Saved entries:
PR #318, opened 2025-10-05
Add cpu offloading example for GKE + LMCache

dannawang0221:
Add cpu offloading example for GKE + LMCache

PR #401, opened 2025-10-29
Add umbrella kv cache offloading well-lit path folder structure

liu-cong:
This PR creates an umbrella folder structure for kv offloading well-lit path in
[proposal](https://docs.google.com/document/d/1HhQiI1FunB_W3WFudQUFkLZNm4Bjsw2HzQIKhGMpV7g/edit?resourcekey=0-Opmz8zL6jcZCZYcmhYotHA&tab=t.5pndxbtjcnd0).

* As we expect multiple kv cache offloading guides, this PR sets an umbrella `kv-cache-offloading` well-lit path folder, and a pattern to create sub-guides.
* Discusses general guidance for CPU offloading and remote storage offloading, as those are the offloading options we consider in 0.4 scope.
* Added placeholder folders for the CPU offloading and Lustre backend that we already planned. People are welcome to add more guides as a follow up.

Once this is accepted, the first [PR](https://github.com/llm-d/llm-d/pull/318/) of adding LMCache based CPU offloading should be moved under the lmcache-connector folder. 

cc @vMaroon @dannawang0221 @saikat-royc @Gregory-Pereira @smarterclayton @ahg-g


guides/kv-cache-offloading/cpu/README.md
```diff
@@ -0,0 +1,37 @@
+# Offloading KV Cache to CPU Memory
```
smarterclayton: Other alternative options (I'm not set against the current one, but want to discuss)

1. Use `prefix-cache` instead of `kv-cache`, unless we have a strong reason (i.e. to be consistent with `prefix cache aware routing` and `precise prefix cache aware routing`)
  a. what future developments may make `prefix cache` inaccurate?
3. Is this about offloading only?  Is a local ssd or peer to peer cache "offloaded"?  a. `remote` doesn't capture peer to peer
  b. `disaggregated` is used in some places today but is long and may be confused with disaggregated serving
3. This creates a kv cache hierarchy (or is the start of it), with many different implementation options
4. I prefer to stay away from `management` or `manager` because those are too generic.

Other wordings that might be relevant?

guides/kv-cache-offloading/README.md
```diff
@@ -0,0 +1,31 @@
+# Well-lit Path: KV Cache Offloading
+
+## Overview
+
+Efficient caching of attention Key & Value (KV) tensors is crucial for boosting Large Language Model (LLM) inference performance such as Time to First Token (TTFT) and overall throughput, as well as reducing the cost. Caching in the accelerator High-Bandwidth Memory (HBM) is a free lunch that state of the art inference engines already take. Yet more tokens and memory in GenAI applications demands more KV caching, driving the need for offloading KV cache from HBM to more storage options. This well-lit path contains multiple sub-guides per the KV storage type, with high level guidance on when to use them.
```
smarterclayton: > ... as well as reducing cost to serve.

Suggest changing from `is a free lunch` to something a bit more formal - perhaps:

> State of the art inference engines already implement native KV cache reuse across requests in accelerator High-Bandwidth Memory (HBM), but in most serving environments HBM is already a constrained resource.  To increase the amount of available memory beyond HBM requires ...

In the opening, I think we should explicitly talk about a cache hierarchy and tiering (since multiple others already implement it) - maybe as a new paragraph

> This well-lit path describes the tiers of a KV cache hierarchy, provides high level guidance on their suitability per workload, and makes recommendations about selecting and configuring a KV cache offloading implementation.

I would also suggest that if we are using `KV Cache Offloading` as our term, we also specifically have a sentence in the first paragraph connecting to a prefix cache to align the two, and then scrub the other guides to make sure they consistently link back to this guide.

smarterclayton:
Good starting point, some structural comments.

guides/kv-cache-offloading/README.md
liu-cong: Tweaked the tiering wording slightly to not feel like it's a must do (although it's probably the most reasonable setup).

guides/kv-cache-offloading/cpu/README.md
liu-cong: For 1, changed it to `prefix-cache`. This is more generic as the SSM models don't have `kv-cache` but a different cache format. `prefix-cache` is a more general term.  
For 2, good point, P2P can be seen as a "Cache Sharing" rather than "offloading". I changed it to `prefix-cache-storage`, this is best I can think of... Another options is we break down by `offloading` vs `sharing`, but that it feels like just another sharding dimension that doesn't directly translate to user value.

guides/prefix-cache-storage/README.md
```diff
@@ -0,0 +1,54 @@
...
+* There are usually more CPU RAM storage available than accelerator HBM on the host offering much larger cache capacity.
+* CPU - accelerator transfer is faster than recomputation for most cases.
+* (WIP) Prefix cache storage tier aware inference scheduling makes smart decisions based on cache tier (accelerator HBM vs. CPU RAM).
+
+In low cache size scenario where HBM is primarily used, async CPU offloading should incur little overhead. In high cache size scenario loading cache from CPU RAM offers significantly higher cache hit and thus better performance than HBM only.
+
+### Local Disk
+
+Utilizing local disk storage can significantly increase the cache capacity. However disks are typically significantly slower than CPU RAM. Consider this when your workload can tolerate the latency overhead, and the cache capacity of local disks is sufficient for your use case. Otherwise we recommend a shared storage because it:
+
```
vMaroon, line 34: Think it would be more consistent with the rest of the doc if the points below this line are transformed to standalone bullets.

guides/kv-cache-offloading/cpu/README.md
vMaroon: P2P offloading could be an interesting concept, technically there would be nothing stopping us from using it that way when the implementation progresses. On the latter, do we want to expand some more on the plan in this doc or leave it completely for coming releases?

We intend to evolve the NIXL connector to a P2P NIXL based one, starting with the GPU block-pool and the newly introduced but not yet abstracted CPU block-pool as backends.

liu-cong: I'd like to get some good insights such as benchmark numbers to give some high level recommendation instead of just adding an option. @vMaroon Feel free to add more details there on P2P (I don't have currently).

liu-cong:
> Could you please clarify the purpose of the guides in this PR? Is it meant to be a tutorial on setting up vLLM with different offloading connectors, or is it focused on configuring llm-d and describing which connectors are supported?

This purpose of this is to set up the high level guidance on choosing the tiered cache structure (it needs more refinement as we gather more insights), and a folder structure so as follow ups we can add the detailed user guide. This PR itself doesn't not add any concrete user guide.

- ASSIGNMENT -
The full set of entries must be restated exactly, with none omitted.

- EXERCISE RESULT -
PR #318, opened 2025-10-05
Add cpu offloading example for GKE + LMCache

dannawang0221:
Add cpu offloading example for GKE + LMCache

PR #401, opened 2025-10-29
Add umbrella kv cache offloading well-lit path folder structure

liu-cong:
This PR creates an umbrella folder structure for kv offloading well-lit path in
[proposal](https://docs.google.com/document/d/1HhQiI1FunB_W3WFudQUFkLZNm4Bjsw2HzQIKhGMpV7g/edit?resourcekey=0-Opmz8zL6jcZCZYcmhYotHA&tab=t.5pndxbtjcnd0).

* As we expect multiple kv cache offloading guides, this PR sets an umbrella `kv-cache-offloading` well-lit path folder, and a pattern to create sub-guides.
* Discusses general guidance for CPU offloading and remote storage offloading, as those are the offloading options we consider in 0.4 scope.
* Added placeholder folders for the CPU offloading and Lustre backend that we already planned. People are welcome to add more guides as a follow up.

Once this is accepted, the first [PR](https://github.com/llm-d/llm-d/pull/318/) of adding LMCache based CPU offloading should be moved under the lmcache-connector folder. 

cc @vMaroon @dannawang0221 @saikat-royc @Gregory-Pereira @smarterclayton @ahg-g


guides/kv-cache-offloading/cpu/README.md
```diff
@@ -0,0 +1,37 @@
+# Offloading KV Cache to CPU Memory
```
smarterclayton: Other alternative options (I'm not set against the current one, but want to discuss)

1. Use `prefix-cache` instead of `kv-cache`, unless we have a strong reason (i.e. to be consistent with `prefix cache aware routing` and `precise prefix cache aware routing`)
  a. what future developments may make `prefix cache` inaccurate?
3. Is this about offloading only?  Is a local ssd or peer to peer cache "offloaded"?  a. `remote` doesn't capture peer to peer
  b. `disaggregated` is used in some places today but is long and may be confused with disaggregated serving
3. This creates a kv cache hierarchy (or is the start of it), with many different implementation options
4. I prefer to stay away from `management` or `manager` because those are too generic.

Other wordings that might be relevant?

guides/kv-cache-offloading/README.md
```diff
@@ -0,0 +1,31 @@
+# Well-lit Path: KV Cache Offloading
+
+## Overview
+
+Efficient caching of attention Key & Value (KV) tensors is crucial for boosting Large Language Model (LLM) inference performance such as Time to First Token (TTFT) and overall throughput, as well as reducing the cost. Caching in the accelerator High-Bandwidth Memory (HBM) is a free lunch that state of the art inference engines already take. Yet more tokens and memory in GenAI applications demands more KV caching, driving the need for offloading KV cache from HBM to more storage options. This well-lit path contains multiple sub-guides per the KV storage type, with high level guidance on when to use them.
```
smarterclayton: > ... as well as reducing cost to serve.

Suggest changing from `is a free lunch` to something a bit more formal - perhaps:

> State of the art inference engines already implement native KV cache reuse across requests in accelerator High-Bandwidth Memory (HBM), but in most serving environments HBM is already a constrained resource.  To increase the amount of available memory beyond HBM requires ...

In the opening, I think we should explicitly talk about a cache hierarchy and tiering (since multiple others already implement it) - maybe as a new paragraph

> This well-lit path describes the tiers of a KV cache hierarchy, provides high level guidance on their suitability per workload, and makes recommendations about selecting and configuring a KV cache offloading implementation.

I would also suggest that if we are using `KV Cache Offloading` as our term, we also specifically have a sentence in the first paragraph connecting to a prefix cache to align the two, and then scrub the other guides to make sure they consistently link back to this guide.

smarterclayton:
Good starting point, some structural comments.

guides/kv-cache-offloading/README.md
liu-cong: Tweaked the tiering wording slightly to not feel like it's a must do (although it's probably the most reasonable setup).

guides/kv-cache-offloading/cpu/README.md
liu-cong: For 1, changed it to `prefix-cache`. This is more generic as the SSM models don't have `kv-cache` but a different cache format. `prefix-cache` is a more general term.  
For 2, good point, P2P can be seen as a "Cache Sharing" rather than "offloading". I changed it to `prefix-cache-storage`, this is best I can think of... Another options is we break down by `offloading` vs `sharing`, but that it feels like just another sharding dimension that doesn't directly translate to user value.

guides/prefix-cache-storage/README.md
```diff
@@ -0,0 +1,54 @@
...
+* There are usually more CPU RAM storage available than accelerator HBM on the host offering much larger cache capacity.
+* CPU - accelerator transfer is faster than recomputation for most cases.
+* (WIP) Prefix cache storage tier aware inference scheduling makes smart decisions based on cache tier (accelerator HBM vs. CPU RAM).
+
+In low cache size scenario where HBM is primarily used, async CPU offloading should incur little overhead. In high cache size scenario loading cache from CPU RAM offers significantly higher cache hit and thus better performance than HBM only.
+
+### Local Disk
+
+Utilizing local disk storage can significantly increase the cache capacity. However disks are typically significantly slower than CPU RAM. Consider this when your workload can tolerate the latency overhead, and the cache capacity of local disks is sufficient for your use case. Otherwise we recommend a shared storage because it:
+
```
vMaroon, line 34: Think it would be more consistent with the rest of the doc if the points below this line are transformed to standalone bullets.

guides/kv-cache-offloading/cpu/README.md
vMaroon: P2P offloading could be an interesting concept, technically there would be nothing stopping us from using it that way when the implementation progresses. On the latter, do we want to expand some more on the plan in this doc or leave it completely for coming releases?

We intend to evolve the NIXL connector to a P2P NIXL based one, starting with the GPU block-pool and the newly introduced but not yet abstracted CPU block-pool as backends.

liu-cong: I'd like to get some good insights such as benchmark numbers to give some high level recommendation instead of just adding an option. @vMaroon Feel free to add more details there on P2P (I don't have currently).

liu-cong:
> Could you please clarify the purpose of the guides in this PR? Is it meant to be a tutorial on setting up vLLM with different offloading connectors, or is it focused on configuring llm-d and describing which connectors are supported?

This purpose of this is to set up the high level guidance on choosing the tiered cache structure (it needs more refinement as we gather more insights), and a folder structure so as follow ups we can add the detailed user guide. This PR itself doesn't not add any concrete user guide.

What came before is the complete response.